La Suisse fait figure de mauvaise élève en comparaison avec d'autres pays européens. Les obstacles sont réels: capacités linguistiques trop faibles, manque d'accompagnement des offices de chômage dans certains cantons.

Le ministre veut atteindre les 40%. «Je vais présenter au Conseil fédéral début mai un paquet de mesures». La clé réside dans une amélioration de la collaboration avec l'économie privée, selon le Bâlois.

Statut S à repenser

La question du statut de protection S, introduit en mars 2022 et orienté à l'origine pour soutenir un retour en Ukraine, occupe aussi les esprits. «Nous devons le repenser, c'est clair». Mais la Suisse, comme dans d'autres dossiers, doit se coordonner avec l'Union européenne.

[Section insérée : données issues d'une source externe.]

PR #299, opened 2022-11-24
cli:set: update only specific origin-hint if given (LP: #1997467)

slyon:
## Description
This PR solves multiple issues in `netplan set`. First, deletion of origin-hint files on update (i.e. if the netdef is already contained inside the origin-hint file). This happens when repeatedly calling netplan set on the same origin-hint and netdef, e.g.:
```
    Starting with an empty Netplan config in /etc/netplan:
    $ netplan set --origin-hint test "bridges.br54.dhcp4=false"
    => will create test.yaml, containing the br54 definition
    $ netplan set --origin-hint test "bridges.br54.dhcp4=true"
    => updating the same br54 netdef (re-using 'netplan set') will delete test.yaml
```

This is fixed by the first commit:
* 8931bf367b4c5185c67113da05668c34eb190562 generate:util: fix double-slash root filepath

Next, when parsing the full YAML hierarchy, stanza updates might be siphoned away, as the same interface might have been defined in another file (e.g. 0-snapd-defaults.yaml) and therefore any updates are redirected to that previous file, or ignored if an origin-hint is passed, which does not match the previous filename (e.g. origin-hint: 90-snapd-config.yaml). Still we always need to parse the full YAML hierarchy in order to validate our data. For example, somebody might call `netplan set --origin-hint=test "ethernets.br54.interfaces=[eth0]"`, which will end up having the new `br54` data in `hint.yaml` but still relies on a definition of `eth0` in some other YAML file. If somebody calls `netplan set --origin-hint=test "ethernets.eth0.dhcp4=true"` OTOH, we want to ignore any previous definition of `eth0` and write our update into `hint.yaml` (assuming it will be a higher order file, compared to the existing YAML hierarchy).
We implemented a `load_nullable_overrides()` function, to ignore global values or netdefs that are supposed to be written into an origin-hint file.

Last, we want global values (like "renderer") to be conserved per file, instead of written to any new file. When writing a new file (e.g. origin-hint.yaml) we want any `renderer` value inside the YAML hierarchy to stay unchanged. Also, we only want to add a `renderer` stanza to the new file if that was given via a "netplan set ..." YAML patch (or an already existing origin-hint file already contains this stanza). So we need to track the global values on a per YAML file base and confirm the filename/path before writing those.

## Checklist

- [x] \(Optional\) Closes an open bug in Launchpad. LP#1997467

### DIFF
--- a/netplan/cli/commands/set.py
+++ b/netplan/cli/commands/set.py
@@ -1,7 +1,7 @@
 #!/usr/bin/python3
 #
-# Copyright (C) 2020 Canonical, Ltd.
-# Author: Lukas Märdian <lukas.maerdian@canonical.com>
+# Copyright (C) 2020-2023 Canonical, Ltd.
+# Author: Lukas Märdian <slyon@ubuntu.com>
 #
 # This program is free software; you can redistribute it and/or modify
 # it under the terms of the GNU General Public License as published by
@@ -71,15 +71,59 @@ class NetplanSet(NetplanCommand):
         with tempfile.TemporaryFile() as tmp:
             libnetplan.create_yaml_patch(yaml_path, value, tmp)
             tmp.flush()
+
+            # Load fields that are about to be deleted (e.g. some.setting=NULL)
+            # Ignore those fields when parsing subsequent YAML files
             tmp.seek(0, io.SEEK_SET)
             parser.load_nullable_fields(tmp)
+
+            # Parse the full, existing YAML config hierarchy
             parser.load_yaml_hierarchy(self.root_dir)
+
+            # Load YAML patch, containing our update (new or deleted settings)
             tmp.seek(0, io.SEEK_SET)
             parser.load_yaml(tmp)
 
-        state = libnetplan.State()
-        state.import_parser_results(parser)
-        if self.origin_hint:
-            state.write_yaml_file(filename, self.root_dir)
-        else:
-            state.update_yaml_hierarchy(FALLBACK_FILENAME, self.root_dir)
+            # Validate the final parser state
+            state = libnetplan.State()
+            state.import_parser_results(parser)
+
+            if filename:  # only act on the output file (a.k.a. "origin-hint")
+                parser_output_file = libnetplan.Parser()
+
+                # Load fields that are about to be deleted ("some.setting=NULL")
+                # Ignore those fields when parsing subsequent YAML files
+                tmp.seek(0, io.SEEK_SET)
+                parser_output_file.load_nullable_fields(tmp)
+
+                # Load globals/netdefs that are to be ignored from the existing
+                # YAML hierarchy, as our patch is supposed to override settings
+                # in those netdefs via the output file.
+                # Those netdefs and globals must end up in the output file
+                # (a.k.a. "origin-hint", <filename>), have they been defined in
+                # pre-existing YAML files or not.
+                tmp.seek(0, io.SEEK_SET)
+                parser_output_file.load_nullable_overrides(tmp, constraint=filename)
+
+                # Parse the full YAML hierarchy and new patch, ignoring any
+                # nullable overrides (netdefs/globals) from pre-existing files
+                # and ignoring any nullable fields (settings to be deleted).
+                # This way we can avoid updates to certain netdefs/globals to be
+                # redirected into existing YAML files (defining those same
+                # stanzas) or ignored, but have them written out to the single
+                # output file.
+                # XXX: The origin file of each individual YAML setting/stanza
+                #      should be tracked individually, to avoid this
+                #      double-parsing workaround (LP: #2003727)
+                parser_output_file.load_yaml_hierarchy(self.root_dir)
+                tmp.seek(0, io.SEEK_SET)
+                parser_output_file.load_yaml(tmp)
+
+                # Import the partial parser state, ignoring duplicated netdefs
+                # from pre-existing YAML files, so we can force write the patch
+                # contents to the output file or update this file if exists.
+                state_output_file = libnetplan.State()
+                state_output_file.import_parser_results(parser_output_file)
+                state_output_file.write_yaml_file(filename, self.root_dir)
+            else:
+                state.update_yaml_hierarchy(FALLBACK_FILENAME, self.root_dir)
--- a/src/netplan.c
+++ b/src/netplan.c
@@ -1,5 +1,5 @@
 /*
- * Copyright (C) 2021 Canonical, Ltd.
+ * Copyright (C) 2021-2023 Canonical, Ltd.
  * Author: Lukas Märdian <slyon@ubuntu.com>
  *
  * This program is free software; you can redistribute it and/or modify
@@ -994,7 +994,7 @@ contains_netdef_type(gconstpointer value, gconstpointer user_data)
 }
 
 static gboolean
-netplan_netdef_list_write_yaml(const NetplanState* np_state, GList* netdefs, int out_fd, GError** error)
+netplan_netdef_list_write_yaml(const NetplanState* np_state, GList* netdefs, int out_fd, const char* out_fname, gboolean is_fallback, GError** error)
 {
     GHashTable *ovs_ports = NULL;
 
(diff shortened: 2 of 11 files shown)


netplan/cli/commands/set.py
```diff
@@ -73,7 +74,12 @@ def command_set(self):
             tmp.flush()
             tmp.seek(0, io.SEEK_SET)
             parser.load_nullable_fields(tmp)
-            parser.load_yaml_hierarchy(self.root_dir)
+            if self.origin_hint:  # update only this specific file
+                path = os.path.join(self.root_dir, 'etc', 'netplan', filename)
+                if os.path.isfile(path):
+                    parser.load_yaml(path)
+            else:
+                parser.load_yaml_hierarchy(self.root_dir)
```
schopin-pro, line 82: issue: this won't work in the general case

The only reason this works now is because you have standalone definitions. If your new definition refers to an interface defined in another file, `netplan set` will fail.

A quickfix would be to add a field to netdefs (in the `private_data` field) to mark them as "touched" when parsing a file without name (`npp->current.file_path == NULL`), and dump them out in `write_yaml_file` (or add another variant of this function with these semantics).

The problem with this quickfix is that you'll get the entire netdef dumped, not just the patched parts. A more involved fix would be to change the dirtiness tracker to store origin file rather than a simple boolean. This would allow for fine-grained control over which field we write out, but the implementation could get tricky (or *very* memory-hungry)

schopin-pro (changes requested):
See the only inline comment for details as to why this fix doesn't work :-(

netplan/cli/commands/set.py
slyon: Thank you very much for your review and hints. I need to allocate some extra time to dive deeper into this and fix it properly!

src/validation.c
```diff
@@ -322,6 +322,12 @@ validate_netdef_grammar(const NetplanParser* npp, NetplanNetDefinition* nd, yaml
     if (missing_id_count > 0)
         return TRUE;
 
+    /* filepath: needs to be valid (i.e. no duplicated '//' chars) */
+    if (nd->filepath && g_strrstr(nd->filepath, "//"))
```
daniloegea, line 326: Well, a path with multiple slashes can be perfectly valid on UNIX. Consecutive slashes must be handled as a single one (unless the slash is the last character in the path and the last component is not a directory). Apparently the way double trailing slashes are handled is defined as implementation specific, but I guess Linux just handle it as though it is a single slash.

So, we can't throw an error because the path has multiple slashes, it would break POLA.

See [pathname](https://pubs.opengroup.org/onlinepubs/9699919799/basedefs/V1_chap03.html#tag_03_271) and [pathname resolution](https://pubs.opengroup.org/onlinepubs/9699919799/basedefs/V1_chap04.html#tag_04_13)

slyon: ACK. I'll revert this validation commit.

schopin-pro:
I'm not sure I fully grasp the new approach, but I have a first question in mind:

What happens if I have this file:

```yaml
# read-only file
network:
  ethernets:
    eth0:
      dhcp4: true
```

and I do `netplan set --origin-hint=writable.yaml ethernets.eth0=null` ?

slyon:
> I'm not sure I fully grasp the new approach, but I have a first question in mind:
> 
> What happens if I have this file:
> 
> ```yaml
> # read-only file
> network:
>   ethernets:
>     eth0:
>       dhcp4: true
> ```
> 
> and I do `netplan set --origin-hint=writable.yaml ethernets.eth0=null` ?

I think this example has a flaw.. we're generally expecting `read/write` permissions on the config files (at least for the owner/root), as of course we cannot update or modify read-only files and would error out.

Assuming that the "read-only file" pasted above is not the same as `writable.yaml`, this wouldn't matter in this case, though. If the `--origin-hint=writable.yaml` parameter is given, it means that Netplan is supposed to only work/write on that specific origin-hint file, considering the rest of the YAML hierarchy as read-only, just for context/reference of dependent interface definitions.

Basically, this `netplan set` commands means: "Delete eth0 from writable.yaml".
If `writable.yaml` exists (and contains an "eth0" definition) this definition would be deleted.
If `writable.yaml` doesn't exist, it would not exist after executing the command.
The `read-only_file.yaml` would stay untouched at all times.

schopin-pro (changes requested):
You're almost there, but there are still holes in your solution.

There's a way to paper over said holes by parsing twice the data, once for validation and once for rendering, but that's only a short-term kludge. The underlying issue is the baked-in assumption that netdef is defined only in one place, whereas even individual pieces of data can have several different origins. Fixing the root cause would take much more efforts though, so let's fix the issue at hand first :)

netplan/cli/commands/set.py
```diff
@@ -71,9 +71,43 @@ def command_set(self):
...
+                # Clear all nullable fields and overrides (i.e. netdefs/globals
+                # to be ignored) and re-load just the acutal nullable fields
+                # (i.e. things that are about to be deleted via "=NULL" inside
+                # the yaml patch)
+                # This allows to parse the yaml patch below, using
+                # load_yaml(tmp), not ignoring the globals/netdefs it is
+                # supposed to override.
+                parser.clear_nullable_fields()
+                tmp.seek(0, io.SEEK_SET)
+                parser.load_nullable_fields(tmp)
```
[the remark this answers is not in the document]
slyon: Yes, handling that internally, instead of adding public API is the way to go.

netplan/cli/commands/set.py
```diff
@@ -71,9 +71,43 @@ def command_set(self):
...
+
+            # Load YAML patch.
+            # If origin_hint was given any update from the yaml patch will be
+            # applied inside the origin_hint output file, ignoring instances of
+            # the same stanzas in the rest of the YAML hierarchy.
```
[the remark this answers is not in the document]
slyon: ACK. I added a testcase where we have an explicit VRF table `1005` and a VRF route for table `1005` then calling "netplan set" to change the VRF table to `1004` in the output-file/origin-hint, i.e. making it incompatible with its own route.

src/netplan.c
```diff
@@ -1018,11 +1018,26 @@ netplan_netdef_list_write_yaml(const NetplanState* np_state, GList* netdefs, int
...
+    /* Try to find a file specific (global) renderer.
+     * If this is the fallback file (70-netplan-set.yaml or <origin-hint>.yaml),
+     * a renderer parsed from a YAML patch takes precedence. */
+    if (out_fname && np_state->global_renderer) {
+        renderer = GPOINTER_TO_INT(g_hash_table_lookup(np_state->global_renderer, out_fname));
+        /* A renderer parsed from an (anonymous) YAML patch takes precendence
+         * (e.g. "netplan set ..."). Such data does not have any filename
+         * associated to it in the global_renderer map (i.e. empty string). */
+        if (is_fallback && g_hash_table_contains(np_state->global_renderer, ""))
+            renderer = GPOINTER_TO_INT(g_hash_table_lookup(np_state->global_renderer, ""));
```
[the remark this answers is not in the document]
slyon: Nice performance optimization, to avoid the duplicated lookup!

netplan/cli/commands/set.py
```diff
@@ -71,15 +73,55 @@ def command_set(self):
...
+                    validation_parser = libnetplan.Parser()
+                    tmp.seek(0, io.SEEK_SET)
+                    validation_parser.load_nullable_fields(tmp)
+                    validation_parser.load_yaml_hierarchy(self.root_dir)
+                    tmp.seek(0, io.SEEK_SET)
+                    validation_parser.load_yaml(tmp)
+                    validation_state = libnetplan.State()
+                    validation_state.import_parser_results(validation_parser)
+                except libnetplan.LibNetplanException as e:
+                    logging.error('New settings invalidate existing configuration: ' + str(e))
```
schopin-pro, line 95: nitpick (not-blocking): we're actually handling the validation error in a cleaner way in this very specific case than in the general case, where we basically just let import_parser_results throw an exception and hope something will catch it up the stack.

netplan/cli/commands/set.py
```diff
@@ -71,15 +73,55 @@ def command_set(self):
...
+            # be applied inside the output file, ignoring instances of the same
+            # stanzas in the rest of the YAML hierarchy.
             tmp.seek(0, io.SEEK_SET)
             parser.load_yaml(tmp)
 
         state = libnetplan.State()
         state.import_parser_results(parser)
-        if self.origin_hint:
+        if filename:
             state.write_yaml_file(filename, self.root_dir)
```
schopin-pro, line 125: suggestion (not-blocking): keep the main validation in the `state` state, and consider the de-facto incomplete state with the overridden fields as the secondary

This would allow you to only have one branching point: At first you go through the motions of pre-loading the patch, loading the sources, import them in the state, and only once you have a valid state do you actually bother to check whether you have an actual filename target. At that point, you either write out your state, or you create a second one with the additional override state, which you proceed to dump out.

Bonus points:
* that would solve my earlier nitpick about validation errors ;)
* if validation fails we'll have done less work

netplan/cli/commands/set.py
```diff
@@ -71,15 +73,55 @@ def command_set(self):
...
             tmp.flush()
+
             tmp.seek(0, io.SEEK_SET)
             parser.load_nullable_fields(tmp)
+            if filename:
+                # Validate the full YAML hierarchy without ignoring any NetDefs.
+                # Exit early if this YAML patch would lead to an invalid config.
+                # XXX: The origin file of each individual YAML setting/stanza
+                #      should be tracked individually, to avoid this
+                #      double-parsing workaround (LP: #2003727)
```
schopin-pro, line 84: thought (not-blocking): I'm still fairly convinced there are situations where the overall config passes validation but the overridden config doesn't, I just can't come up with one yet.

This bugs me. ;-)

schopin-pro (approved):
LGTM to me, I just have the usual couple of stray thoughts and remarks but nothing blocking, feel free to ignore them and merge :)

netplan/cli/commands/set.py
slyon: I will keep it this way, as the reason (override) for this specific parsing error might not be clear to the user, so I think it makes sense to give some extra context here.

netplan/cli/commands/set.py
slyon: Thanks, this should make the code much easier to grasp. I like that!

netplan/cli/commands/set.py
slyon: Right. I cannot rule that out either. If we can come up with any other failure case, let's document them in LP#2003727, so we can get them fixed properly.

slyon:
Thank you for all the input. CI is passing and I verified the reproducers from LP#1997467 are passing (using PPA build: https://launchpad.net/~slyon/+archive/ubuntu/netplan-set-lp1997467)

Merging.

«Si on levait le statut S du jour au lendemain, il est probable que la plupart de ces personnes déposeraient une demande d'asile en Suisse, ou se rendraient en Allemagne», ce qui n'est évidemment pas souhaitable.

Interrogé sur les violences survenues entre des membres de la communauté érythréenne ces derniers mois, le ministre a reconnu un «problème grave, que nous n'acceptons pas».

Et l'Erythrée ne coopère pas pour reprendre ses ressortissants déboutés de l'asile en Suisse. «Nous suivons le dossier», un accord serait idéal, mais pour l'instant il n'y a pas de solution toute faite.

La droite du Parlement tente de faire passer un projet qui prévoit d'envoyer les requérants érythréens déboutés dans un pays tiers. La Chambre des cantons y est favorable, le National a refusé une première fois de justesse et devra se prononcer à nouveau.